The listing below contains a span that opens with the line containing "PTAL @lilin90 @dcalvin" and closes with the line containing "morgo: If we". Return that span exactly.

* **Dataset content**
===
PR #1062, opened 2019-04-18
v1.0, v2.0, v2.1: remove older versions

morgo:
This PR removes the older versions from the docs.  Let me explain the rationale:

1. The DITA TOC will not be backported to v1.0 or v2.0 (we should put a PDF up for download for these users).
2. To create the DITA TOC for 2.1, I plan to start with dev/ and then remove the content related to 3.0. This is easier than bringing the current v2.1 forward to using the new TOC.

The reason I am proposing we do this now, is some contributors may look to backport their changes to v2.1, but they will be lost, as I plan to abandon this directory for the strategy mentioned in (2).

PTAL @queenypingcap @lilin90 If that sounds good to you, I will convert this from DRAFT to PR.


queenypingcap:
I think it would be okay. @lilin90 Any potential risks？

lilin90:
@morgo @queenypingcap **I suggest keeping the docs/v1.0 and docs/v2.0 directories** because some TiDB users are still using an earlier version like 1.0 or 2.0.

I also checked with @liubo0127, he also suggested keeping 1.0 and 2.0 docs, in case that users turn to us for support of 1.0/2.0.

Several days ago, the tools team told me that different versions of TiDB-Binlog are all still being used. They also hope those documents can be kept.

Let's keep a docs version for earlier TiDB versions at pingcap/docs, but we won't apply the new TOC for them. We are still maintaining them, though nor often, like typos or some inappropriate descriptions.

PR #1065, opened 2019-04-19
tools: update the loader pprof-addr default port

ericsyh:
This PR updates the pprof-addr default port in Loader documents.

According to the https://internal.pingcap.net/confluence/pages/viewpage.action?pageId=21273346, Loader pprof-addr default port has changed from 10084 to 8272 while the public documents is out of date.

Loader code for reference:
https://github.com/pingcap/tidb-enterprise-tools/blob/master/loader/config.go
fs.StringVar(&cfg.PprofAddr, "pprof-addr", ":8272", "Loader pprof addr")

And the same PR in docs-cn： https://github.com/pingcap/docs-cn/pull/1256

### DIFF
--- a/tools/loader.md
+++ b/tools/loader.md
@@ -60,7 +60,7 @@ Since tools like mysqldump will take us days to migrate massive amounts of data,
 
   -p string: the account and password of TiDB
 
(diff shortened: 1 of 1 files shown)


lilin90:
@GregoryIan @amyangfei PTAL Thanks!

PR #1095, opened 2019-04-30
Removing unnecessary warning message

ceohockey60:
Removing unnecessary warning message about Operator, which currently gets rendered on website


gregwebs:
@tennix PTAL

PR #1111, opened 2019-05-08
Update remaining how-to pages to use new URL structure

morgo:
This is the same branch as https://github.com/pingcap/docs/pull/1081 which was reverted.

It was tested again under https://github.com/pingcap/docs/pull/1094 and should be ready to merge.


morgo:
PTAL @lilin90 @dcalvin

morgo:
I have also moved roadmap/contributing/tech support to top-level TOC items. These were changes proposed in https://github.com/pingcap/docs-cn/pull/1279

morgo:
DNM, I will wait for https://github.com/pingcap/docs/pull/1113 to merge first.

morgo:
This PR is now ready for review again. PTAL @lilin90

TOC.md
```diff
@@ -50,38 +50,38 @@
...
   + Maintain
-    - [Backup and Restore](op-guide/backup-restore.md)
+    - [Backup and Restore](dev/how-to/maintain/backup-and-restore.md)
     + Scale
-      - [Scale a TiDB Cluster](op-guide/horizontal-scale.md)
-      - [Scale Using Ansible](op-guide/ansible-deployment-scale.md)
-    - [Identify Slow Queries](sql/slow-query.md)
+      - [Scale a TiDB Cluster](dev/how-to/maintain/scale/horizontally.md)
+      - [Scale using Ansible](dev/how-to/maintain/scale/with-ansible.md)
+    - [Identify slow queries](dev/how-to/maintain/identify-slow-queries.md)
```
dcalvin: Shouldn't this be all initial-capped for top-level headers? (also applied to other similar changes)
```suggestion
    - [Identify Slow Queries](dev/how-to/maintain/identify-slow-queries.md)
```

dcalvin: This may not be an issue - but too deep a hierarchy is making both the file naming and the corresponding URL look a little bit weird and illogical

morgo: If we do this, it would be nice to have a convention, such as including the first categorization (how-to) and the last (scale) while omitting the others (maintain). I like how-to/scale/ .. but I don't necessarily want to change the menu indentation to match, because it creates too many items at that leve.

morgo: I chatted with @kolbe on this for a second opinion. He brought up the point that for the index pages (the 'cards design' for section overview), it makes sense for the hierarchy to be preserved in the url. So deleting the last part of a url lands on an index page.. it is a small feature, but nice to have.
===
* **Reply to the exercise**
PTAL @lilin90 @dcalvin

morgo:
I have also moved roadmap/contributing/tech support to top-level TOC items. These were changes proposed in https://github.com/pingcap/docs-cn/pull/1279

morgo:
DNM, I will wait for https://github.com/pingcap/docs/pull/1113 to merge first.

morgo:
This PR is now ready for review again. PTAL @lilin90

TOC.md
```diff
@@ -50,38 +50,38 @@
...
   + Maintain
-    - [Backup and Restore](op-guide/backup-restore.md)
+    - [Backup and Restore](dev/how-to/maintain/backup-and-restore.md)
     + Scale
-      - [Scale a TiDB Cluster](op-guide/horizontal-scale.md)
-      - [Scale Using Ansible](op-guide/ansible-deployment-scale.md)
-    - [Identify Slow Queries](sql/slow-query.md)
+      - [Scale a TiDB Cluster](dev/how-to/maintain/scale/horizontally.md)
+      - [Scale using Ansible](dev/how-to/maintain/scale/with-ansible.md)
+    - [Identify slow queries](dev/how-to/maintain/identify-slow-queries.md)
```
dcalvin: Shouldn't this be all initial-capped for top-level headers? (also applied to other similar changes)
```suggestion
    - [Identify Slow Queries](dev/how-to/maintain/identify-slow-queries.md)
```

dcalvin: This may not be an issue - but too deep a hierarchy is making both the file naming and the corresponding URL look a little bit weird and illogical

morgo: If we do this, it would be nice to have a convention, such as including the first categorization (how-to) and the last (scale) while omitting the others (maintain). I like how-to/scale/ .. but I don't necessarily want to change the menu indentation to match, because it creates too many items at that leve.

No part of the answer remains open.